黄叔一边哄着小潮,一边说:“就是,听孩子说起,柳先生在后头那荒地种红薯,叽叽喳喳的,说什么让我们去帮帮。”
李二蛋抬头,愣了愣:“西边山头那块?但那块地不是种不出东西吗?怎选了那块?”
泪痕未干,肩头仍颤的小潮,结结巴巴地开口:“阿爹,柳先生说那里可以种出红薯来,还有黑豆!总之,你不许出海了,正好去帮帮先生。不然,我就、我就不原谅你了。”

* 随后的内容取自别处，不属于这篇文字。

PR #115, opened 2021-10-28
Add 0x classifiers

gheise:
## Add coverage for 0x

Currently, many 0x smart contract ABI's are implemented without classification. The goal here is to implement classifications for as many function as possible.


mev_inspect/classifiers/specs/zero_ex.py
```diff
@@ -3,9 +3,17 @@
...
     ClassifierSpec,
+    DecodedCallTrace,
+    SwapClassifier,
 )
 
 
+class ZeroXSwapClassifier(SwapClassifier):
+    @staticmethod
+    def get_swap_recipient(trace: DecodedCallTrace) -> str:
+        return trace.inputs["recipient"]
```
lukevs, line 14: there's aways a recipient specified or does it ever default to from address?

gheise: this was actually incorrect, but i've corrected it

PR #117, opened 2021-11-02
Reindex swaps by block number

lukevs:
On inspection, we delete all entries by block number for each table before recreating

Swaps are the only table without an index on block number, which makes their deletes slow as the table gets bigger

This PR reindexes the primary key for swaps by block number to make their deletion fast as well


bertmiller (approved):
LGTM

黄叔闻言一笑:“这孩子,倒是懂事的。李兄弟,若不是小潮去喊柳先生,怕是大伙也没那么快等到大当家来搭救,既是大当家的朋友,又算是于我们有恩,我想着,咱闲着也是闲着,不如顺着孩子们的意思,正好去搭把手。”
“去,那必须去,兄弟们找出镰刀和锄头,明日一早一块去!”
次日天刚蒙蒙,近十人便陆陆续续朝着荒地去。待柳弃月领着孩子们拐过矮树丛,便瞧见田埂上黑黝黝的身影。

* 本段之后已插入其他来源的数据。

PR #125, opened 2021-11-10
Compound backfilling/removed network calls

taarushv:
This PR:
* Creates a table `ctoken_underlying` to store cTokens/Underlying collateral addresses/symbol (to avoid network calls during classified traces inspection, queries DB instead)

黄叔坑着锄头,粗声道:“柳先生,我们这群人多亏您及时通知大当家才有命回来,别的本事没有就属力气大,你说咋干,尽管吩咐就是。”
看着个个身上多少带着箭伤的疤痕,晒成棕黑色的脸庞,柳弃月突然感觉到了暖意:“不必如此,诸位还伤着,岂敢劳烦你们动手。”

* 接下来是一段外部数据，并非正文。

PR #130, opened 2021-11-17
Implement swap classifiers

gheise:
## Extend the SwapClassifier
The goal here is to extend the SwapClassifier. Rather than simply fetching the recipient address, the SwapClassifier should actually create the swap. This makes the swap logic protocol specific, which differentiates a swap between exchanges and higher order protocols, and will facilitate the implementation of future coverage.

Note: Included is a necessary change to ./mev file to run commands on some systems. This should not cause any problems with the current support, but is still up for review.


mev
```diff
@@ -1,4 +1,4 @@
-#!/bin/sh
+#!/usr/bin/env bash
```
elopio, line 1: I suggest to make this change in a separate branch.

mev_inspect/classifiers/utils.py
```diff
@@ -0,0 +1,89 @@
...
+def create_swap_from_transfers(
+    trace: DecodedCallTrace,
+    recipient_address: str,
+    prior_transfers: List[Transfer],
+    child_transfers: List[Transfer],
+) -> Optional[Swap]:
+    pool_address = trace.to_address
+
+    if recipient_address is None:
+        return None
```
elopio, line 18: why not raise an exception? This seems like a silent failure.

mev_inspect/classifiers/utils.py
```diff
@@ -0,0 +1,89 @@
...
+        transfers_to_pool = [_build_eth_transfer(trace)]
+
+    if len(transfers_to_pool) == 0:
+        transfers_to_pool = _filter_transfers(prior_transfers, to_address=pool_address)
+
+    if len(transfers_to_pool) == 0:
+        transfers_to_pool = _filter_transfers(child_transfers, to_address=pool_address)
+
+    if len(transfers_to_pool) == 0:
+        return None
```
elopio, line 32: These 3 conditionals I think that deserve a comment. It's not clear what's happenineth_sendPrivateTransactiong. First we try to find prior transfers, if it fails, we try to find child transfers, is that right?

This prior transfers thing is new, right? I don't understand how to find them. It would be nice to have a documented guide of how to make a new swap classifier.

And again, I think it would be clearer to raise an exception instead of returning None. Like exception! the trace is not a swap because it doesn't have transfers to the pool.

mev_inspect/classifiers/specs/balancer.py
```diff
@@ -6,15 +9,25 @@
     ClassifierSpec,
     SwapClassifier,
 )
-
+from mev_inspect.classifiers.utils import create_swap_from_transfers
```
lukevs, line 12: "utils" is a placeholder word

how about `mev_inspect.classifiers.swaps`?

mev_inspect/classifiers/specs/uniswap.py
```diff
@@ -14,20 +18,40 @@
...
 class UniswapV3SwapClassifier(SwapClassifier):
     @staticmethod
-    def get_swap_recipient(trace: DecodedCallTrace) -> str:
+    def parse_swap(
+        trace: DecodedCallTrace,
+        prior_transfers: List[Transfer],
+        child_transfers: List[Transfer],
+    ) -> Optional[Swap]:
+
         if trace.inputs is not None and "recipient" in trace.inputs:
```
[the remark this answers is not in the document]
lukevs: In which case this can all turn into
```
recipient_address = trace.inputs.get("recipient", trace.from_address)
```

mev_inspect/classifiers/specs/uniswap.py
```diff
@@ -14,20 +18,40 @@
...
-    def get_swap_recipient(trace: DecodedCallTrace) -> str:
+    def parse_swap(
+        trace: DecodedCallTrace,
+        prior_transfers: List[Transfer],
+        child_transfers: List[Transfer],
+    ) -> Optional[Swap]:
+
         if trace.inputs is not None and "to" in trace.inputs:
-            return trace.inputs["to"]
+            recipient_address = trace.inputs["to"]
```
lukevs, line 47: same comment as in V3

mev_inspect/classifiers/utils.py
lukevs: can recipient address be None? you have it type annotated as str not Optional[str]

gheise: the recipient address can't be none as it is passed in parse_swap as an attribute of a DecodedCallTrace. This logic was already here, which i did not intend to alter and move in the same PR. This only moves the existing swap logic into the swap classifiers

mev_inspect/classifiers/specs/balancer.py
gheise: Thanks, great feedback

mev_inspect/classifiers/specs/uniswap.py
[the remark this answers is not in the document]
gheise: inputs can't be none, agreed, but should still check for the presence of the recipient, otherwise it'll throw KeyError

mev_inspect/classifiers/utils.py
gheise: I agree this would make things much clearer. The goal here was to port the existing logic from swaps into the classifiers, no logic changes. I think this would be better addressed in its own PR, then we can throw for swaps, transfers, liquidations, etc, and address this properly as well as maintain this concise. Thoughts?

mev_inspect/classifiers/specs/uniswap.py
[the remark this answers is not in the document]
lukevs: `get` does that

it says "if recipient is present, get it's value - otherwise use this default"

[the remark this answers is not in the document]
gheise: Cool - will add this!

mev_inspect/classifiers/utils.py
elopio: I agree.

lukevs (approved):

“先生这便客套了,孩子们都想让我们过来,我们若是不来,不是叫他们伤心。”
“对啊,再说我们一起帮你,也是为了桑塔的农事,不容耽搁。”
话已至此,柳弃月不再推脱,福了福身:“那便多谢各位大哥,本想着只弄一小块地,如今你们来了,那便先将这块地都垦出来。”
“好嘞!”汉子们齐声应下,抡着镰刀,抗起锄头便往杂草丛生的地去。
一声声锄头入土的闷响,土腥气混着杂草的气味顿时弥漫,起起落落间,荒地渐次有模有样地翻整出来。
迟来的王大嫂,见了这热火朝天的场面,目瞪口呆:“柳先生,这都是你喊来的?”
“他们来得比我还早,并非是我相邀,他们说想为桑塔尽份力,所以来帮忙了。”
王大嫂刚坐下,忽地又站起身,将水壶往旁边一搁:“这样,我得去多准备些饭菜,不然中午他们上哪去吃饭,总不能饿着肚子干活。柳先生,我先走了,有他们帮忙倒也不差我一个。”
说完火急火燎地下山去,柳弃月在后头还不忘叮嘱:“王大嫂,你慢些,当心脚下!”
夜色漫过桑塔,一日事毕,试验田终于全部种下种子,只待几日发芽。忽明忽暗的月色,搅动着漫天浮云,云层之下,桑塔灯火煌煌。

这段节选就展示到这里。